Task objective:
Give the data again exactly, stopping after the "- decide on" line.

(Data items)
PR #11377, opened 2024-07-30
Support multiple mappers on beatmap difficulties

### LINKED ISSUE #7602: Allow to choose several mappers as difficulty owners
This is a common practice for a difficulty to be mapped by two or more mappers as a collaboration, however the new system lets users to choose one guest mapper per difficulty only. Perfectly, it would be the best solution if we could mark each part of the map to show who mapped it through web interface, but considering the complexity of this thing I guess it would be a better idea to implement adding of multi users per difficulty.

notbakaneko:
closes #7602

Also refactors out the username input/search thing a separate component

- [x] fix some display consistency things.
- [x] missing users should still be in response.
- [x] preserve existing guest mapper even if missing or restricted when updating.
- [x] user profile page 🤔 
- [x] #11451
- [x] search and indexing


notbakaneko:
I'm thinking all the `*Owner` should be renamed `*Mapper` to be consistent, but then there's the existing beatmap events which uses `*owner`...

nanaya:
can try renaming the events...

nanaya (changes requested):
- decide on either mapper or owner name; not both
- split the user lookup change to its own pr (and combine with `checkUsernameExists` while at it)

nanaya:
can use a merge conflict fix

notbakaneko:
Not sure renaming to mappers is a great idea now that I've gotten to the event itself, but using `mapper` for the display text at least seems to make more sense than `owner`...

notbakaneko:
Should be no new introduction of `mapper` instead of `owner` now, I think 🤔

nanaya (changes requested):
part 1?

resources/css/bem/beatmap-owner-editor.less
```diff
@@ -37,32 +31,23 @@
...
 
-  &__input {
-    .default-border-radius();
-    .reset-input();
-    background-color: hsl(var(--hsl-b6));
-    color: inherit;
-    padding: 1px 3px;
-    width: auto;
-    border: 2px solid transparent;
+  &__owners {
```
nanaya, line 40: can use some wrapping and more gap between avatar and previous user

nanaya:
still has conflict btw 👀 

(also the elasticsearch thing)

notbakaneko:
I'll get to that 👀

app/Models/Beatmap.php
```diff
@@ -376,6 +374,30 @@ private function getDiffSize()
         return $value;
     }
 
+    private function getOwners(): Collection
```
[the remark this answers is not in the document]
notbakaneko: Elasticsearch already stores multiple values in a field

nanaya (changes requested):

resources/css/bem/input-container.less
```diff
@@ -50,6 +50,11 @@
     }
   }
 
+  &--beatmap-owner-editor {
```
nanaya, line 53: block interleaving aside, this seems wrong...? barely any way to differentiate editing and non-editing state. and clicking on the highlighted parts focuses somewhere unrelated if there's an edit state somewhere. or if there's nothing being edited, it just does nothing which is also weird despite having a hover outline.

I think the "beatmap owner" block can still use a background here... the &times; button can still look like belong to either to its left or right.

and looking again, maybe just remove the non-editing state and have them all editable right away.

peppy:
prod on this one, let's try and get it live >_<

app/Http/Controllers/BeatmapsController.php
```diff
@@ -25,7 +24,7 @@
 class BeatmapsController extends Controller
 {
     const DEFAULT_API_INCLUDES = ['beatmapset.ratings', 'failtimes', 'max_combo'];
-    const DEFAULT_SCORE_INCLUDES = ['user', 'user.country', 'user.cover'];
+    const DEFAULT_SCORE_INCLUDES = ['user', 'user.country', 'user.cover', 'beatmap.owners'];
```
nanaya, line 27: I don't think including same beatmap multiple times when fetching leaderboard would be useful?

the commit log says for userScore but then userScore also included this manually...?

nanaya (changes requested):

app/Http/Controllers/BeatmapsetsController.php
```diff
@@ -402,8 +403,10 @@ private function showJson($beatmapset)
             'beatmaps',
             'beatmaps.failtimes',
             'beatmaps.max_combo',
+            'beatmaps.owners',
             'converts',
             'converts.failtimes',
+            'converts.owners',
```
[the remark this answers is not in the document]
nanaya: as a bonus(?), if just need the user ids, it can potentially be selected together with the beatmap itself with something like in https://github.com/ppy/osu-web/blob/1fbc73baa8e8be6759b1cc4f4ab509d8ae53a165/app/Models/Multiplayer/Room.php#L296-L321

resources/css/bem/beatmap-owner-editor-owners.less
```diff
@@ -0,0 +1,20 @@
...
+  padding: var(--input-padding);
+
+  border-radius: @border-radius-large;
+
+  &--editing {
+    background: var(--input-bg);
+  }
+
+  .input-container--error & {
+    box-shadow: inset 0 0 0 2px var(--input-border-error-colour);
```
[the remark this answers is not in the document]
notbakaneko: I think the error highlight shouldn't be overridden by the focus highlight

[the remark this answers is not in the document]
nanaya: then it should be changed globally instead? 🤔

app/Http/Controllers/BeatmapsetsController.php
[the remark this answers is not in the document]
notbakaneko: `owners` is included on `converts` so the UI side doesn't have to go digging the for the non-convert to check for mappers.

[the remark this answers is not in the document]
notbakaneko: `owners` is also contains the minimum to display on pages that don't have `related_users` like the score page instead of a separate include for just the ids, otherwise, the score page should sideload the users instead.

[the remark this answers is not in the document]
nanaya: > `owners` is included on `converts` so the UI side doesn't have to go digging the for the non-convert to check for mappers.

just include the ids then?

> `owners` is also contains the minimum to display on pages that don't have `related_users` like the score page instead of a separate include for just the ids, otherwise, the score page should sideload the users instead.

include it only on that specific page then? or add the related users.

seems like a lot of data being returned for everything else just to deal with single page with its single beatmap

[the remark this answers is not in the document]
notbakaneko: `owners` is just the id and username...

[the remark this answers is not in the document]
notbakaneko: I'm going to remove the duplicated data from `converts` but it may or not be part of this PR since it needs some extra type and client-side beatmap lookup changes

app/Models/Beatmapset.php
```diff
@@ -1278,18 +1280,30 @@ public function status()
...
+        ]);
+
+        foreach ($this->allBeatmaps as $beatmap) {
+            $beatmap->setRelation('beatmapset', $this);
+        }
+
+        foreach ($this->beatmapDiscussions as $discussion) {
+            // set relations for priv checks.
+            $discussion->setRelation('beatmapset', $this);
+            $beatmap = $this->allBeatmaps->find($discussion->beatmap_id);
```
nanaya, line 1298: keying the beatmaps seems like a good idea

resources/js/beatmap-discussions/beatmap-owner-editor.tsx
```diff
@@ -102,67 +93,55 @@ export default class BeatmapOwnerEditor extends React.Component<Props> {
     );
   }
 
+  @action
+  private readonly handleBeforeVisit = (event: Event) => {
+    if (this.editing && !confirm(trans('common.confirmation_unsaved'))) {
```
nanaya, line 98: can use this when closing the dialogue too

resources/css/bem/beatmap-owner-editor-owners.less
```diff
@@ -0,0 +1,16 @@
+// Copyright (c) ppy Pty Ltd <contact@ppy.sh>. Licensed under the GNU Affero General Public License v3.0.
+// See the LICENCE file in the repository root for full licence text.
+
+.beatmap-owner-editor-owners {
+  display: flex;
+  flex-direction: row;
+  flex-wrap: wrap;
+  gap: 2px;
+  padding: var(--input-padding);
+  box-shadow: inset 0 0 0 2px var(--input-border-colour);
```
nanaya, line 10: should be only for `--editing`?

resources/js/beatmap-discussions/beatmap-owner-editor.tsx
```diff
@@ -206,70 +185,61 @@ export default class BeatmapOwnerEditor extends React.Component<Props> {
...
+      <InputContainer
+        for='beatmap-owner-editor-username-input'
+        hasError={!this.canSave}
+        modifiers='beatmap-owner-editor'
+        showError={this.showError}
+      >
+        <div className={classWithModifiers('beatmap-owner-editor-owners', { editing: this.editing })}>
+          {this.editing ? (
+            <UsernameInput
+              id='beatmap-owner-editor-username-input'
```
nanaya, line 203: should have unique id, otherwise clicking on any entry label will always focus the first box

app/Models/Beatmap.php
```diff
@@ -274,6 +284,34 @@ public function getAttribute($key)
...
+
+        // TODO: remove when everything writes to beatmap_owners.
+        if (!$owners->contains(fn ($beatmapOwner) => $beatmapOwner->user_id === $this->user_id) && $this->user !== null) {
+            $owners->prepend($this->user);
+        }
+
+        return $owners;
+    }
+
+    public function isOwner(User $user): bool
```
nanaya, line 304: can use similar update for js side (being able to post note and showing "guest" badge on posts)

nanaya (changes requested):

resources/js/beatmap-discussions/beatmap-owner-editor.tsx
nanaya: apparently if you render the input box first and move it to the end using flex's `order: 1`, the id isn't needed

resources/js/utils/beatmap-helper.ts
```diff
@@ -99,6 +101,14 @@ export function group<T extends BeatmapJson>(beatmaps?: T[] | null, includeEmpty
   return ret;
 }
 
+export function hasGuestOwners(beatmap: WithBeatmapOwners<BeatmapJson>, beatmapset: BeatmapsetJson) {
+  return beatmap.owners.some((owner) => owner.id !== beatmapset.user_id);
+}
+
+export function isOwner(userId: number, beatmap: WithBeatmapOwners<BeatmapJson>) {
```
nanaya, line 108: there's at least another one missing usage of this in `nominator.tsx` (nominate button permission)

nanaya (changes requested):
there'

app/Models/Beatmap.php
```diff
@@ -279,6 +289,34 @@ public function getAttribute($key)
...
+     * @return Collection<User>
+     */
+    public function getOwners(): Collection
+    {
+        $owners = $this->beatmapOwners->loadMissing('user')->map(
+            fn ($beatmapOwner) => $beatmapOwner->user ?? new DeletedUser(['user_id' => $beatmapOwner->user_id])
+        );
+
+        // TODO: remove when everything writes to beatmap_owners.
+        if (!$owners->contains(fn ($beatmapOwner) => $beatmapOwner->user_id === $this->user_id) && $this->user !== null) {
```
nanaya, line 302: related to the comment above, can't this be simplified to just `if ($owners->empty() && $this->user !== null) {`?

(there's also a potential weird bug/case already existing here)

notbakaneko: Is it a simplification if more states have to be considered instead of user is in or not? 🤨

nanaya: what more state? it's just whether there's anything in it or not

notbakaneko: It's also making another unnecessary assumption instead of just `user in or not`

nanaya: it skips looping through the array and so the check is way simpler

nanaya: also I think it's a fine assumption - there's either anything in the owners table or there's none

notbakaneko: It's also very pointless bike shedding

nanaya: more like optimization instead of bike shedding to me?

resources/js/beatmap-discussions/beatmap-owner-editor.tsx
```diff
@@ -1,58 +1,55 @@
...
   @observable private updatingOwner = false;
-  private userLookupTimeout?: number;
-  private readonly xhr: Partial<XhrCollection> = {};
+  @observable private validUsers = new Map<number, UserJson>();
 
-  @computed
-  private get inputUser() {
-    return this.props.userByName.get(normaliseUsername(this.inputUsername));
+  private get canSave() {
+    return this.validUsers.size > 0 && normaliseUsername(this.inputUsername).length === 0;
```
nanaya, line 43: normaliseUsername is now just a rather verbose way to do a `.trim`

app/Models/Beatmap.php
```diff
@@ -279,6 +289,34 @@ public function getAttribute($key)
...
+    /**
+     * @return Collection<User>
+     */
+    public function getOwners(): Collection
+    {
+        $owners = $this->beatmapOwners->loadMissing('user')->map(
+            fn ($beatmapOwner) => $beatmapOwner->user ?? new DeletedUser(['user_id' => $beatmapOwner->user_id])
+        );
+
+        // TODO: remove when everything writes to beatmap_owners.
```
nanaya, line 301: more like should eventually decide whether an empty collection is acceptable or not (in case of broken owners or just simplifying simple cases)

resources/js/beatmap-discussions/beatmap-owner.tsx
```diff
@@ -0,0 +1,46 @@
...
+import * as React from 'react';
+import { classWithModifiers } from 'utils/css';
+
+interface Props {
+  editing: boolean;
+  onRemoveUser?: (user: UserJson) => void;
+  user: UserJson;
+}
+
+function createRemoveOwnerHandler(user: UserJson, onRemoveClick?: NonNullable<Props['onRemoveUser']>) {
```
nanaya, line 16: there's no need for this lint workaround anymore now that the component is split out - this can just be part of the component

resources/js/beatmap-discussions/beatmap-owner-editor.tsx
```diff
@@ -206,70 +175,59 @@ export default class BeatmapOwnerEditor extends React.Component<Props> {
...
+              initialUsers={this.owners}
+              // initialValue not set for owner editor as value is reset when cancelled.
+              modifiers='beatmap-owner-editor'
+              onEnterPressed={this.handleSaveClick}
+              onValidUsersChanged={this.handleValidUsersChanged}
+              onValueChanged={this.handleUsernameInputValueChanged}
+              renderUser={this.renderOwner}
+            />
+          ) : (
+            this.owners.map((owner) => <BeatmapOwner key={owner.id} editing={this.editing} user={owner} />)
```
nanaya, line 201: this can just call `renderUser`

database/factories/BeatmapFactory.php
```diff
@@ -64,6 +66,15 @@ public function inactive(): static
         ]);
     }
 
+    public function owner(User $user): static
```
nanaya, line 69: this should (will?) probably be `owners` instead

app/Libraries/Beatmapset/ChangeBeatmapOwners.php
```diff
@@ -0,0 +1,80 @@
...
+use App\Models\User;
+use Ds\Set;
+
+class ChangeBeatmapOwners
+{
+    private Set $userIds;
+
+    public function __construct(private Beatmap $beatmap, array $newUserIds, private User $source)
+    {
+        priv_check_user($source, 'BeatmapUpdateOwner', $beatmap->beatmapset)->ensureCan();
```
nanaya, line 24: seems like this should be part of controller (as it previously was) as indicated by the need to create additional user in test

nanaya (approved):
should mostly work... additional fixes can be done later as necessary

Answer:
PR #11377, opened 2024-07-30
Support multiple mappers on beatmap difficulties

### LINKED ISSUE #7602: Allow to choose several mappers as difficulty owners
This is a common practice for a difficulty to be mapped by two or more mappers as a collaboration, however the new system lets users to choose one guest mapper per difficulty only. Perfectly, it would be the best solution if we could mark each part of the map to show who mapped it through web interface, but considering the complexity of this thing I guess it would be a better idea to implement adding of multi users per difficulty.

notbakaneko:
closes #7602

Also refactors out the username input/search thing a separate component

- [x] fix some display consistency things.
- [x] missing users should still be in response.
- [x] preserve existing guest mapper even if missing or restricted when updating.
- [x] user profile page 🤔 
- [x] #11451
- [x] search and indexing


notbakaneko:
I'm thinking all the `*Owner` should be renamed `*Mapper` to be consistent, but then there's the existing beatmap events which uses `*owner`...

nanaya:
can try renaming the events...

nanaya (changes requested):
- decide on either mapper or owner name; not both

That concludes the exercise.